Since then, this idea has been vividly debated,however, it was considered more philosophical than scientific. Nevertheless, many researchers agree that this concept has helped the science of the Earth system to move forward, has allowed us to understand that many of the Earth’s cycles are water, nitrogen and carbon cycles; plate tectonics; climate - deeply interconnected and modulated, or modulated by life on Earth.

“A gay may just be a good metaphor,” says Greenspun. "But I wonder if life can be considered something that not only happened on our planet, but what happens to our planet."

“It’s not so easy to separate living and non-livingparts of the earth, ”he adds. “Life has made the Earth what it is, to a large extent. This is the general meaning of the Gaia hypothesis, and the hypothesis of the Living Worlds simply transports this idea to other planets. ”

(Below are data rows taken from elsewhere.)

PR #459, opened 2025-09-23
Add CSRF Policy support

corsairier:
Add support for CSRF Policy.

Part of [#kgateway/12122](https://github.com/kgateway-dev/kgateway/issues/12122)

## Addtional Notes

Tested this using this config:
```yaml
binds:
- port: 3000
  listeners:
  - protocol: HTTP
    routes:
    - name: csrf-protected-route
      matches:
      - path:
          pathPrefix: /protected
      policies:
        csrf:
          additionalOrigins:
            - "https://www.example.com"
            - "https://trusted.domain.com"
      backends:
      - host: 127.0.0.1:8080

    - name: strict-csrf-route
      matches:
      - path:
          pathPrefix: /strict
      policies:
        csrf:
          additionalOrigins: []
      backends:
      - host: 127.0.0.1:8080
```

### DIFF
--- a/crates/agentgateway/proto/resource.proto
+++ b/crates/agentgateway/proto/resource.proto
@@ -521,24 +521,12 @@ message PolicySpec {
     string expression = 1;
   }
 
-  // String matcher for CSRF additional origins
-  message StringMatcher {
-    bool ignore_case = 6;
-
-    oneof match_pattern {
-      string exact = 1;
-      string prefix = 2;
-      string suffix = 3;
-      string safe_regex = 4;
-      string contains = 7;
-    }
-  }
-
   // Cross-Site Request Forgery (CSRF) policy configuration.
   message CSRF {
     // Additional origins that are allowed for CSRF validation beyond the same-origin policy.
-    // If a request's origin header matches any of these matchers, the request will be allowed.
-    repeated StringMatcher additional_origins = 1;
+    // If a request's origin header matches any of these exact origins, the request will be allowed.
+    // Each origin should be in the format "scheme://host[:port]" (e.g., "https://www.example.com")
+    repeated string additional_origins = 1;
   }
 
   oneof kind {
--- a/crates/agentgateway/proto/resource.proto
+++ b/crates/agentgateway/proto/resource.proto
@@ -521,6 +521,26 @@ message PolicySpec {
     string expression = 1;
   }
 
+  // String matcher for CSRF additional origins
+  message StringMatcher {
+    bool ignore_case = 6;
+
+    oneof match_pattern {
+      string exact = 1;
+      string prefix = 2;
+      string suffix = 3;
+      string safe_regex = 4;
+      string contains = 7;
+    }
+  }
+
+  // Cross-Site Request Forgery (CSRF) policy configuration.
+  message CSRF {
+    // Additional origins that are allowed for CSRF validation beyond the same-origin policy.
+    // If a request's origin header matches any of these matchers, the request will be allowed.
+    repeated StringMatcher additional_origins = 1;
+  }
+
   oneof kind {
     LocalRateLimit local_rate_limit = 1;
     ExternalAuth ext_authz = 2;
@@ -534,6 +554,7 @@ message PolicySpec {
     JWT jwt = 10;
     TransformationPolicy transformation = 11;
     RemoteRateLimit remote_rate_limit = 12;
+    CSRF csrf = 13;
   }
 }
 
--- a/crates/agentgateway/src/http/csrf.rs
+++ b/crates/agentgateway/src/http/csrf.rs
@@ -1,267 +1,121 @@
 use ::http::{Method, StatusCode, header};
-use serde::de::Error;
+use std::collections::HashSet;
 
 use crate::http::{PolicyResponse, Request, filters};
 use crate::*;
 
-/// String matcher for CSRF additional origins
-#[derive(Debug, Clone, serde::Serialize, serde::Deserialize)]
-#[serde(rename_all = "camelCase")]
-pub enum StringMatcher {
-	Exact(String),
-	Prefix(String),
-	Suffix(String),
-	Contains(String),
-	SafeRegex(String),
-}
-
-impl StringMatcher {
-	/// Check if the given value matches this matcher
-	pub fn matches(&self, value: &str) -> bool {
-		match self {
-			StringMatcher::Exact(exact) => value == exact,
-			StringMatcher::Prefix(prefix) => value.starts_with(prefix),
-			StringMatcher::Suffix(suffix) => value.ends_with(suffix),
-			StringMatcher::Contains(contains) => value.contains(contains),
-			StringMatcher::SafeRegex(regex) => regex::Regex::new(regex)
-				.map(|r| r.is_match(value))
-				.unwrap_or(false),
-		}
-	}
-}
-
-#[derive(Default, Debug, Clone, serde::Serialize, serde::Deserialize)]
-#[serde(rename_all = "camelCase", deny_unknown_fields)]
-#[cfg_attr(feature = "schema", derive(JsonSchema))]
-pub struct StringMatcherSerde {
-	pub exact: Option<String>,
-	pub prefix: Option<String>,
-	pub suffix: Option<String>,
-	pub contains: Option<String>,
-	pub safe_regex: Option<String>,
-	#[serde(default)]
-	pub ignore_case: bool,
-}
-
-impl TryFrom<StringMatcherSerde> for StringMatcher {
-	type Error = anyhow::Error;
-
-	fn try_from(value: StringMatcherSerde) -> Result<Self, Self::Error> {
-		let mut count = 0;
-		let mut result = None;
-
-		if let Some(exact) = value.exact {
-			count += 1;
-			result = Some(StringMatcher::Exact(exact));
-		}
-		if let Some(prefix) = value.prefix {
-			count += 1;
-			result = Some(StringMatcher::Prefix(prefix));
-		}
-		if let Some(suffix) = value.suffix {
-			count += 1;
-			result = Some(StringMatcher::Suffix(suffix));
-		}
-		if let Some(contains) = value.contains {
-			count += 1;
-			result = Some(StringMatcher::Contains(contains));
-		}
-		if let Some(safe_regex) = value.safe_regex {
-			count += 1;
-			result = Some(StringMatcher::SafeRegex(safe_regex));
-		}
-
-		if count != 1 {
-			anyhow::bail!("Exactly one of exact, prefix, suffix, contains, or safe_regex must be set");
-		}
-
-		result.ok_or_else(|| anyhow::anyhow!("No matcher type set"))
-	}
-}
-
-#[apply(schema_ser!)]
-#[cfg_attr(feature = "schema", schemars(with = "CsrfSerde"))]
+#[apply(schema)]
 pub struct Csrf {
-	/// Additional origins that are allowed for CSRF validation
 	#[serde(default)]
-	additional_origins: Vec<StringMatcher>,
-}
-
-impl<'de> serde::Deserialize<'de> for Csrf {
-	fn deserialize<D>(deserializer: D) -> Result<Self, D::Error>
-	where
-		D: serde::Deserializer<'de>,
-	{
-		Csrf::try_from(CsrfSerde::deserialize(deserializer)?).map_err(D::Error::custom)
-	}
-}
-
-#[derive(Debug, Clone, serde::Serialize, serde::Deserialize)]
-#[serde(rename_all = "camelCase", deny_unknown_fields)]
-#[cfg_attr(feature = "schema", derive(JsonSchema))]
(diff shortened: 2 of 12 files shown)


crates/agentgateway/proto/resource.proto
```diff
@@ -519,6 +519,26 @@ message PolicySpec {
...
+      string safe_regex = 4;
+      string contains = 7;
+    }
+  }
+
+  // Cross-Site Request Forgery (CSRF) policy configuration.
+  message CSRF {
+    // Additional origins that are allowed for CSRF validation beyond the same-origin policy.
+    // If a request's origin header matches any of these matchers, the request will be allowed.
+    repeated StringMatcher additional_origins = 1;
```
howardjohn:
```suggestion
    repeated string additional_origins = 1;
```

I understand the kgateway API uses a StringMatcher. However, the kgatway API is, IMO, terrible and just copy+pasted from Envoy which doesn't make sense or align with the goals of this project.

If we look at other APIs in the space, none of them allow any patterns:
* https://pkg.go.dev/filippo.io/csrf#Protection.AddTrustedOrigin
* https://pkg.go.dev/github.com/gorilla/csrf?utm_source=godoc#TrustedOrigins

cc @npolshakova

howardjohn: If we did decide we need to support patterns I would just make it a regex and have the control plane do the translation

crates/agentgateway/src/http/csrf.rs
```diff
@@ -0,0 +1,267 @@
...
+
+		// Handle "null" origin
+		if origin_str == "null" {
+			return Ok(String::new());
+		}
+
+		return Ok(origin_str.to_string());
+	}
+
+	// Fall back to Referer header
```
howardjohn: As mentioned in the issue, we should be following the more modern approach to CSRF described in https://words.filippo.io/csrf/, not Envoy's implementation, which does not allow referrer fallback

crates/agentgateway/src/http/csrf.rs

"The idea of ​​the origin of life, separated from birthliving world has interesting implications for living elsewhere, ”writes Greenspun. "If the self-regulation of Gaia is responsible for the longevity of the Earth, then we need to find other places where this global organism has evolved, and not just places where life could once arise."

In other words, our search for life should be aimed at places with active geological and meteorological cycles, potentially signaling a living biosphere.

By the present moment we have found almost 2000 planets,revolve around distant stars, and continue to find new ones. Although these worlds may be too far away for us to find any direct evidence of life in the near future, scientists are becoming more and more experienced in determining the composition of their atmospheres. Perhaps one day this skill will allow us to distinguish between a “failed biosphere” and potentially living worlds.